You guys maybe don't get one thing - if you traveled near speed of light, you could live for hundreds of years, but only for outside observer. For you, the time would go at totally normal speed. You would live your normal life, but the outer space would look extremely sped up for you.
The point is, you would live longer for the rest of universe, but you wouldn't live longer in your own eyes. Living in fast moving vehicle in sake of longer life wouldn't help you that much, because you would have the same amount of time to live as you would have on earth, but you would spend the time much slower than the rest.

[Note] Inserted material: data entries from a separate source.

PR #370, opened 2022-07-28
Editorial citation tweaks

nicholascar:
...and a single missing DGGS IRI added to an example data file.


situx (approved):
All good but I would suggest to change the bibtex key of the citation suggestions, maybe to ogc2012geosparql10 and ogc2022geosparql11

jabhay (approved):
Looks good to me.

[QUOTE='-[ Fizzadar ]-;19243314']I've always wondered how traveling fast will slow down biological processes. I did A-Level physics and this is the kinda shit we talked about, but I just don't get how you can slow down the biological process.[/QUOTE]
It doesn't just slow down biological processes, it slows down time itself.
[QUOTE=Zeke129;19239585]Don't wormholes bend space, kind of like folding a piece of paper up and jumping from one corner to the other?[/QUOTE]
[img]http://upload.wikimedia.org/wikipedia/commons/a/af/Worm3.jpg[/img]
Basically, you make a hole through the paper and go through that instead of having to go around the long way.
[QUOTE=YoMother;19235730]You can't move at a minus speed[/QUOTE]
You guys forget that we can only perceive 3 dimensions, so possibly if we could discover a 4th then that is the key to moving his so called :airquote: "Minus Speed" backwards into time.
[QUOTE=AutoTurret;19249445]You guys forget that we can only perceive 3 dimensions, so possibly if we could discover a 4th then that is the key to moving his so called :airquote: "Minus Speed" backwards into time.[/QUOTE]
Then we could make a :airquote: laser beam, and with this :airquote: laser beam, we will blow up the moon.
This topic always hurts my head.
If a a person left the earth traveling at near-lightspeed, and keeps time as he normally would on earth, then returns to earth after 50 years of traveling, would more than 50 years have passed on earth?